%%
PR #2625, opened 2021-09-23
fix: Retry S3 requests that fail with 5xx and remove streaming put API that wasn't used

### LINKED ISSUE #2483: Database stuck in error state due to transient error while reading S3
after restarting a router a database was stuck in an error state. The cause of the error appears to be due to a transient error while reading from the object store 

```
      {
        "error": {
          "message": "error finding active generation directory in object storage: AWS S3-based Object Store error: Unable to list data. Bucket: toolsus1.a.influxcloud.net-iox, Error: Request ID: None Body: \u003c?xml version=\"1.0\" encoding=\"UTF-8\"?\u003e\n\u003cError\u003e\u003cCode\u003eInternalError\u003c/Code\u003e\u003cMessage\u003eWe encountered an internal error. Please try again.\u003c/Message\u003e\u003cRequestId\u003eDM2BQRWCZMQPZ2E4\u003c/RequestId\u003e\u003cHostId\u003eHrNj5drKDiJ0tK1tRmMxLKOAtK5HhxMaOxvjYn9by/CflmEGEYt56LroHz7lNUD0OeFmntOAduw=\u003c/HostId\u003e\u003c/Error\u003e"
        },
        "state": "DATABASE_STATE_KNOWN"
      },
```

carols10cents:
Closes #2483 

The future is here! And they're evenly distributed, all over!

This borrows heavily from [the s3-algo crate's retry of rusoto requests](https://github.com/openanalytics/s3-algo/blob/464f7481b644ea8b5f21ea2d943002a8ee90db06/src/lib.rs#L133) and wraps all S3 requests in the `s3_request` function, that uses the [futures-retry crate](https://crates.io/crates/futures_retry) to clone the future and run it again if it fails and certain conditions are met.

There's a lot of minor rearranging of the API to make futures and closures that make futures and closures... I hope it'll make sense if you look commit-by-commit, but please ask if anything is confusing. 

The `ObjectStore` trait needed to change, so there's a tiny bit of changes in all the object store implementations, but this only retries S3 requests. I haven't had a chance to investigate the other object store crates' retry implementations (or lack thereof) yet.

Some questions I have:

- Currently I've [hardcoded the number of times a request is retried to 10](https://github.com/influxdata/influxdb_iox/pull/2625/files#diff-44002b1abe67569142529e6752131b4327abb349c51dfe8ba3d5f3f30035ab3bR489). Should this be configurable via a command-line option/env var, or is this fine for now?
- What logging would be useful? Every time a request is retried? The error that prompted the retry? How many times a request was retried? Something else? Nothing?

### DIFF
--- a/object_store/src/aws.rs
+++ b/object_store/src/aws.rs
@@ -10,14 +10,14 @@ use bytes::Bytes;
 use chrono::{DateTime, Utc};
 use futures::{
     stream::{self, BoxStream},
-    Stream, StreamExt, TryStreamExt,
+    Future, Stream, StreamExt, TryStreamExt,
 };
+use futures_retry::{FutureRetry, RetryPolicy};
 use rusoto_core::ByteStream;
 use rusoto_credential::{InstanceMetadataProvider, StaticProvider};
 use rusoto_s3::S3;
 use snafu::{OptionExt, ResultExt, Snafu};
-use std::convert::TryFrom;
-use std::{fmt, io};
+use std::{convert::TryFrom, fmt, io, time::Duration};
 
 /// A specialized `Result` for object store-related errors
 pub type Result<T, E = Error> = std::result::Result<T, E>;
@@ -379,39 +379,52 @@ impl AmazonS3 {
         use ListState::*;
 
         let raw_prefix = prefix.map(|p| p.to_raw());
+        let bucket = self.bucket_name.clone();
 
         let request_factory = move || rusoto_s3::ListObjectsV2Request {
-            bucket: self.bucket_name.clone(),
+            bucket,
             prefix: raw_prefix.clone(),
             delimiter: delimiter.clone(),
             ..Default::default()
         };
 
+        let bucket = self.bucket_name.clone();
         Ok(stream::unfold(ListState::Start, move |state| {
-            let request_factory = request_factory.clone();
+            let (bucket, request_factory) = (bucket.clone(), request_factory.clone());
+            let s3 = self.client.clone();
 
             async move {
-                let mut list_request = request_factory();
-
-                match state.clone() {
-                    HasMore(continuation_token) => {
-                        list_request.continuation_token = Some(continuation_token);
-                    }
+                let continuation_token = match state.clone() {
+                    HasMore(continuation_token) => Some(continuation_token),
                     Done => {
                         return None;
                     }
                     // If this is the first request we've made, we don't need to make any
                     // modifications to the request
-                    Start => {}
-                }
+                    Start => None,
+                };
 
-                let resp =
-                    self.client
-                        .list_objects_v2(list_request)
-                        .await
-                        .context(UnableToListData {
-                            bucket: &self.bucket_name,
-                        });
+                let resp = s3_request(move || {
+                    let (s3, bucket, request_factory, continuation_token) = (
+                        s3.clone(),
+                        bucket.clone(),
+                        request_factory.clone(),
+                        continuation_token.clone(),
+                    );
+
+                    async move {
+                        Ok(async move {
+                            s3.list_objects_v2(rusoto_s3::ListObjectsV2Request {
+                                continuation_token,
+                                ..request_factory()
+                            })
+                            .await
+                            .context(UnableToListData { bucket })
+                        })
+                    }
+                })
+                .await;
+
                 let resp = match resp {
                     Ok(resp) => resp,
                     Err(e) => return Some((Err(e), state)),
@@ -433,6 +446,45 @@ impl AmazonS3 {
         })
         .boxed())
     }
+}
+
+async fn s3_request<F, G, H>(future_factory: F) -> Result<rusoto_s3::ListObjectsV2Output>
+where
+    F: Fn() -> G + Unpin + Clone + Send + Sync + 'static,
+    G: Future<Output = Result<H, Error>> + Send,
+    H: Future<Output = Result<rusoto_s3::ListObjectsV2Output>> + Send,
+{
+    let mut attempts = 0;
+    // TODO: configurable
+    let n_retries = 10;
+    // TODO: let backoff =
+
+    FutureRetry::new(
+        move || {
+            let future_factory = future_factory.clone();
+
+            async move {
+                let request = future_factory().await?;
+
+                request.await
+            }
+        },
+        // retry
+        {
+            move |e| {
+                attempts += 1;
+                if attempts > n_retries {
+                    RetryPolicy::ForwardError(e)
+                } else {
+                    RetryPolicy::WaitRetry(Duration::from_millis(200))
+                }
+            }
+        },
+    )
+    .await
+    // TODO: log number of attempts?
+    .map(|(response, _attempts)| response)
+    .map_err(|(err, _attempts)| err)
 }
 
 impl Error {
--- a/object_store/src/aws.rs
+++ b/object_store/src/aws.rs
@@ -225,7 +225,7 @@ impl ObjectStoreApi for AmazonS3 {
         prefix: Option<&'a Self::Path>,
     ) -> Result<BoxStream<'a, Result<Vec<Self::Path>>>> {
         Ok(self
-            .list_objects_v2(prefix)
+            .list_objects_v2(prefix, None)
             .await?
             .map_ok(|list_objects_v2_result| {
                 let contents = list_objects_v2_result.contents.unwrap_or_default();
@@ -241,7 +241,61 @@ impl ObjectStoreApi for AmazonS3 {
     }
 
     async fn list_with_delimiter(&self, prefix: &Self::Path) -> Result<ListResult<Self::Path>> {
-        self.list_with_delimiter_and_token(prefix, &None).await
+        Ok(self
+            .list_objects_v2(Some(prefix), Some(DELIMITER.to_string()))
+            .await?
+            .try_fold(
+                ListResult {
+                    next_token: None,
+                    common_prefixes: vec![],
+                    objects: vec![],
+                },
+                |acc, list_objects_v2_result| async move {
+                    let mut res = acc;
+                    let contents = list_objects_v2_result.contents.unwrap_or_default();
+                    let mut objects = contents
+                        .into_iter()
+                        .map(|object| {
+                            let location = CloudPath::raw(
+                                object.key.expect("object doesn't exist without a key"),
+                            );
+                            let last_modified = match object.last_modified {
+                                Some(lm) => DateTime::parse_from_rfc3339(&lm)
+                                    .context(UnableToParseLastModified {
+                                        bucket: &self.bucket_name,
+                                    })?
+                                    .with_timezone(&Utc),
+                                None => Utc::now(),
+                            };
+                            let size = usize::try_from(object.size.unwrap_or(0))
+                                .expect("unsupported size on this platform");
+
+                            Ok(ObjectMeta {
+                                location,
+                                last_modified,
+                                size,
+                            })
+                        })
+                        .collect::<Result<Vec<_>>>()?;
+
+                    res.objects.append(&mut objects);
+
+                    res.common_prefixes.extend(
+                        list_objects_v2_result
+                            .common_prefixes
+                            .unwrap_or_default()
+                            .into_iter()
+                            .map(|p| {
+                                CloudPath::raw(
+                                    p.prefix.expect("can't have a prefix without a value"),
+                                )
+                            }),
+                    );
+
+                    Ok(res)
+                },
+            )
+            .await?)
     }
 }
 
@@ -314,6 +368,7 @@ impl AmazonS3 {
     async fn list_objects_v2(
         &self,
         prefix: Option<&CloudPath>,
+        delimiter: Option<String>,
     ) -> Result<BoxStream<'_, Result<rusoto_s3::ListObjectsV2Output>>> {
         #[derive(Clone)]
         enum ListState {
@@ -328,6 +383,7 @@ impl AmazonS3 {
         let request_factory = move || rusoto_s3::ListObjectsV2Request {
             bucket: self.bucket_name.clone(),
             prefix: raw_prefix.clone(),
+            delimiter: delimiter.clone(),
             ..Default::default()
         };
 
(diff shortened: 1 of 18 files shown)


tustvold (changes requested):
I think we can avoid bringing in a new dependency, which I think would be worthwhile doing.

Perhaps it is a something for a separate PR but I wonder if we might simply improve the utility of the errors returned by the object store API, so that it is easier for the callers to determine the class of error encountered and act on it. 

In many cases the plumbing for retries already exists, e.g. the Server and Database state machines, it just doesn't have a way to introspect the error in a meaningful way and so assumes the failure is fatal.

Currently it isn't even possible from the errors to determine if the error was that the object doesn't exist! Retries aside, I think having actionable errors returned would be good, as currently they're more like stack traces... This in turn would allow callers to retry based on the policy that makes sense for them. In almost all cases I can think of non-permanent errors should just be retried indefinitely, either directly or as part of a pre-existing retry loop.

I dunno, I missed the conversations that led to this PR so feel free to ignore me, but it seems a little strange to me that retries would be implemented at this level, where there is very little context as to the operations being performed

object_store/src/aws.rs
```diff
@@ -140,152 +140,191 @@ impl ObjectStoreApi for AmazonS3 {
...
-            .client
-            .get_object(get_request)
-            .await
-            .context(UnableToGetData {
-                bucket: self.bucket_name.to_owned(),
-                location: key.clone(),
-            })?
+        let s3 = self.client.clone();
+
+        let resp = s3_request(move || {
```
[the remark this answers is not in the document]
alamb: As in it will retry the `get` from the beginning, or will simply not retry the `get` at all?

FWIW I also agree that we can postpone retrying the `get` to some future PR if/when we have evidence that it is needed

object_store/src/aws.rs
```diff
@@ -355,78 +394,134 @@ pub(crate) fn new_failing_s3() -> Result<AmazonS3> {
...
+where
+    F: Fn() -> G + Unpin + Clone + Send + Sync + 'static,
+    G: Future<Output = Result<H, rusoto_core::RusotoError<E>>> + Send,
+    H: Future<Output = Result<R, rusoto_core::RusotoError<E>>> + Send,
+{
+    let mut attempts = 0;
+    // TODO: make the number of retries configurable
+    let n_retries = 10;
+
+    FutureRetry::new(
```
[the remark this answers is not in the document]
alamb: I am a big fan of reducing dependencies (we have over 500 already). Trading a little duplication for fewer dependencies seems like an excellent tradeoff to me

object_store/src/aws.rs
```diff
@@ -355,78 +394,134 @@ pub(crate) fn new_failing_s3() -> Result<AmazonS3> {
...
+                if attempts > n_retries || !should_retry {
+                    RetryPolicy::ForwardError(e)
+                } else {
+                    RetryPolicy::WaitRetry(Duration::from_millis(2u64.pow(attempts) * 50))
+                }
+            }
+        },
+    )
+    .await
+    // TODO: log number of attempts?
```
alamb, line 520: Recommend logging at `debug!` level the number of attempts and at `info!` level on an actual failure

object_store/src/aws.rs
```diff
@@ -355,78 +394,134 @@ pub(crate) fn new_failing_s3() -> Result<AmazonS3> {
...
 }
 
+async fn s3_request<E, F, G, H, R>(future_factory: F) -> Result<R, rusoto_core::RusotoError<E>>
+where
+    F: Fn() -> G + Unpin + Clone + Send + Sync + 'static,
+    G: Future<Output = Result<H, rusoto_core::RusotoError<E>>> + Send,
+    H: Future<Output = Result<R, rusoto_core::RusotoError<E>>> + Send,
+{
+    let mut attempts = 0;
+    // TODO: make the number of retries configurable
```
alamb, line 488: I recommend making it a crate level `pub const` so it is clear retries are occurring and the number can be changed, but no need to make it more configurable than that

alamb (approved):
When thinking about this PR it seems to me that combination of retries + streaming makes for the awkward API of a function that returns a stream.

I wonder if all the streaming complexity for PUT is really worth it (especially since we end up writing to tempfiles anyways). Could we make this whole thing simpler / easier to maintain by removing the API that implies we are doing streaming PUTs, make it clear we are buffering, and then just use the tempfile?



> Currently I've hardcoded the number of times a request is retried to 10. Should this be configurable via a command-line option/env var, or is this fine for now?

I think a hard coded constant is fine for now -- we can make it configurable if/when we have a need to change it. I am not sure it will need much tuning: either the request is likely to pass after the first or second retry or else it is going to fail pretty much non stop

> What logging would be useful? 

I would suggest: 
* `debug!` for: Every time a request is retried, including the error that prompted the retry
* `warn!` if the operation failed, including the number of times it was retried and the error that prompted the most recent retry

alamb:
> I dunno, I missed the conversations that led to this PR so feel free to ignore me, but it seems a little strange to me that retries would be implemented at this level, where there is very little context as to the operations being performed

@tustvold  what level would you recommend retries to be performed? If we did it at each callsite in IOx we would both duplicate a lot of code, as well as likely end up missing adding retries to some places that should have them.

The usecase for retries is "Amazon gives some sort of 500 internal error and retrying the request will succeed for some opaque and unknowable reason"

object_store/src/lib.rs
```diff
@@ -73,13 +73,14 @@ pub trait ObjectStoreApi: Send + Sync + 'static {
     fn new_path(&self) -> Self::Path;
 
     /// Save the provided bytes to the specified location.
-    async fn put<S>(
+    async fn put<F, S>(
```
alamb, line 76: it would be nice to make this docstring contain a bit more information about what `S` and `F` are, for people who are trying to use this crate and are not (yet) `futures` and rust trait experts yet

I think especially helpful would be the context that `bytes` is a function due to retries -- and that it will be called once for each attempt

tustvold:
> @tustvold what level would you recommend retries to be performed? If we did it at each callsite in IOx we would both duplicate a lot of code, as well as likely end up missing adding retries to some places that should have them.

I think we come at the same issue from two sides. The current object store API, with its asynchronous streams, request oriented design, etc... seems to me to be more of a low-level abstraction of the object store APIs as they actually are. When I call `put` request I expect it to do that - send a put request. In my mind this is a very good thing as the semantics are easily mappable onto the object store's API.

If I instead want to `WriteFile` or `WriteBytes` to object store, I would expect that to be a separate struct that would use the object store API to achieve this, with any valid retries, etc... This would avoid code duplication, whilst preserving the low level object store API for situations that need/want it. _It would also avoid the contextless retries that can be fertile ground for retry storms and similarly self-inflicted issues._

But perhaps we don't wish to keep this separation, in which case perhaps we should alter the API to make it more amenable to retries as you suggest. I don't feel particularly strongly about it, but I do feel that this PR as currently written feels a bit like there is an impedance mismatch between the API and the desired semantics

_TBC my "request changes" concerned the dependency, not necessarily the retries themselves_

carols10cents:
Ok I am seeing a number of suggestions that are smaller to do that I'm going to do as part of this PR:

- [ ] Avoid bringing in a new dependency by switching futures_retry for a `while` loop
- [ ] Revert the changes to retry `get` requests
- [ ] Change `put` requests to not do fake streaming since they're not doing real streaming anyway
- [ ] Make the `aws` method `list_objects_v2` `pub`
- [ ] Make the number of retries `pub const`
- [ ] Add logging
- [ ] Add documentation

Bigger changes that sound like they need more discussion:

- [ ] Expose more information about the semantics of the errors returned 
- [ ] Implement retry logic at a higher level

Does that sound right?

carols10cents:
Actually, I think `put` **is** doing streaming [if the length of the stream is specified](https://github.com/influxdata/influxdb_iox/blob/8e89dde85cab4d862bca0650b32b45e9e8c99ac2/object_store/src/aws.rs#L148), which it is in every non-test code scenario I can find:

- [catalog transaction files](https://github.com/influxdata/influxdb_iox/blob/8e89dde85cab4d862bca0650b32b45e9e8c99ac2/parquet_file/src/catalog/internals/proto_io.rs#L45)
- [parquet files](https://github.com/influxdata/influxdb_iox/blob/8e89dde85cab4d862bca0650b32b45e9e8c99ac2/parquet_file/src/storage.rs#L221)
- [database rules](https://github.com/influxdata/influxdb_iox/blob/8e89dde85cab4d862bca0650b32b45e9e8c99ac2/iox_object_store/src/lib.rs#L591)

alamb:
> The current object store API, with its asynchronous streams, request oriented design, etc... seems to me to be more of a low-level abstraction of the object store APIs as they actually are. When I call put request I expect it to do that - send a put request. In my mind this is a very good thing as the semantics are easily mappable onto the object store's API.

@tustvold  -- I agree with this assessment.

However, when I use an object store  and say `put` I expect it to do what i ask or else return an error of either
1.  I did something wrong
2. there is something fundamentally wrong with the service 

Transient 500 errors from AWS that will succeed if you rerun them do not fall into this category. I don't think handling such errors should *not* be done in IOx logic itself which is complicated enough without having to account for transient object store failures. It would be ideal if AWS did this itself but as nonsense such as https://github.com/influxdata/influxdb_iox/issues/2483 illustrates, they put it back to their clients to deal with

Are you primarily concerned with the extra `Fn()` stuff that is added to the APIs?

tustvold:
> Actually, I think put is doing streaming if the length of the stream is specified, which it is in every non-test code scenario I can find:

In all those examples though we have already hydrated the entire payload into a cheaply-cloneable Bytes array? I.e. the streaming is not necessary. TBC I like the streaming APIs, and they will be very useful for avoiding hydrating entire parquet files into memory, etc... and this was why I suggested what I did, but perhaps I've just muddied the water and we can add that later.

> Make the aws method list_objects_v2 pub

I meant more expose the semantics as the public API across all object stores, definitely something for a future PR though

> Bigger changes that sound like they need more discussion that I can make new issues for but won't be addressing for this PR:

I think this is sensible

> Transient 500 errors from AWS that will succeed if you rerun them do not fall into this category. I don't think handling such errors should not be done in IOx logic itself which is complicated enough without having to account for transient object store failures

I agree with this entirely, as written we handle these failures in both the AWS client and then also have to handle them in IOx as we can't adequately express the context of how long to retry for. If the get request corresponds to loading a parquet file for query, we want to try a couple of times and then bail out with an error to the client, if instead we are loading the database rules for a database we don't want to bail out ever, just keep retrying until we succeed

alamb:
@tustvold and I had a nice face to face  chat. I think the consensus is that the extra complexity required to support an streaming API and retries strikes us both as "not good" but the various ways we can think to improve the situation all require substantial effort that is hard to justify at this time

Given how important the retry feature is to IOx's resilience, our suggestion is to:
1. Go with the approach in this PR
2. Change the number of retries from 10 to 3 (to minimize request amplification)
3. Put a note in the backlog (maybe an issue, maybe not) that some "higher level" APIs ('put file' or 'put from memory') might make the crate easier to work with than the lower level 'put data from a stream that comes from a generator function'.

FWI @carols10cents

carols10cents:
> the various ways we can think to improve the situation all require substantial effort that is hard to justify at this time

> In all those examples though we have already hydrated the entire payload into a cheaply-cloneable Bytes array?

What if `put` takes a cheaply-cloneable `Bytes` array?

object_store/src/aws.rs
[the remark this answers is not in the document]
carols10cents: Filed https://github.com/influxdata/influxdb_iox/issues/2642 for GET requests.

carols10cents:
Ok, I think this is ready for rereview. I also ran the integration tests with AWS, Google, and Azure locally and all passed ✅

carols10cents:
And I've filed https://github.com/influxdata/influxdb_iox/issues/2643 for tracking enabling retrying at a higher abstraction level.

object_store/src/lib.rs
```diff
@@ -73,14 +74,7 @@ pub trait ObjectStoreApi: Send + Sync + 'static {
...
     /// Save the provided bytes to the specified location.
-    async fn put<S>(
-        &self,
-        location: &Self::Path,
-        bytes: S,
-        length: Option<usize>,
-    ) -> Result<(), Self::Error>
-    where
-        S: Stream<Item = io::Result<Bytes>> + Send + Sync + 'static;
+    async fn put(&self, location: &Self::Path, bytes: Bytes) -> Result<(), Self::Error>;
```
alamb, line 77: So the idea here is that since we currently have no actual streaming write usecase (aka all writes are either from a file or an in memory buffer we can simplify the API and just take `Bytes`)? If so I like it 👍

server/src/db.rs
```diff
@@ -4087,15 +4087,8 @@ mod tests {
...
-        let data = Bytes::default();
-        let len = data.len();
-
         iox_object_store
-            .put_parquet_file(
-                path,
-                futures::stream::once(async move { Ok(data) }),
-                Some(len),
-            )
+            .put_parquet_file(path, Bytes::new())
```
alamb, line 4091: it is so much nicer to read ❤️

object_store/src/gcp.rs
```diff
@@ -86,27 +86,7 @@ impl ObjectStoreApi for GoogleCloudStorage {
         CloudPath::default()
     }
 
-    async fn put<S>(&self, location: &Self::Path, bytes: S, length: Option<usize>) -> Result<()>
-    where
-        S: Stream<Item = io::Result<Bytes>> + Send + Sync + 'static,
-    {
-        let temporary_non_streaming = bytes
```
alamb, line 93: FYI @mkmik  -- the interface is simplified and now we don't need to buffer locally as well

object_store/src/aws.rs
```diff
@@ -10,18 +9,21 @@ use bytes::Bytes;
...
 use snafu::{OptionExt, ResultExt, Snafu};
-use std::convert::TryFrom;
-use std::{fmt, io};
+use std::{convert::TryFrom, fmt, time::Duration};
 
 /// A specialized `Result` for object store-related errors
 pub type Result<T, E = Error> = std::result::Result<T, E>;
 
+/// The maximum number of times a request will be retried in the case of an AWS server error
+pub const MAX_NUM_RETRIES: u32 = 3;
```
alamb, line 25: 👍

object_store/src/aws.rs
```diff
@@ -355,75 +378,142 @@ pub(crate) fn new_failing_s3() -> Result<AmazonS3> {
...
+
+/// Handles retrying a request to S3 up to `MAX_NUM_RETRIES` times if S3 returns 5xx server errors.
+///
+/// The `future_factory` argument is a function `F` that takes no arguments and, when called, will
+/// return a `Future` (type `G`) that, when `await`ed, will perform a request to S3 through
+/// `rusoto` and return a `Result` that returns some type `R` on success and some
+/// `rusoto_core::RusotoError<E>` on error.
+///
+/// If the executed `Future` returns success, this function will return that success.
+/// If the executed `Future` returns a 5xx server error, this function will wait an amount of
```
alamb, line 471: 👍

object_store/src/aws.rs
```diff
@@ -355,75 +378,142 @@ pub(crate) fn new_failing_s3() -> Result<AmazonS3> {
...
+                    warn!(
+                        ?error,
+                        attempts, "maximum number of retries exceeded for AWS S3 request"
+                    );
+                    return Err(error);
+                } else if !should_retry {
+                    return Err(error);
+                } else {
+                    debug!(?error, attempts, "retrying AWS S3 request");
+                    let wait_time = Duration::from_millis(2u64.pow(attempts) * 50);
```
alamb, line 512: the retry times appear to be `50ms`, `100ms` and `200ms` which seems reasonable for the first try. Making it 100 (for `100ms`, `200ms` and `400ms`) might be ok too but that is just a hunch. 

I suggest making the `50` a module level constant as well

alamb (approved):
Looks great to me -- thank you @carols10cents  -- all of my original comments were addressed (very well!). It probably makes sense to give @tustvold  a chance to review tomorrow if he would like to

object_store/src/lib.rs
carols10cents: You got it dude!

alamb: full-house-michelle-tanner

🤣

alamb:
🎉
%%
Go through the listing above and work out how many lines contain the string "especially". Reply with the number alone.

Task solution: 2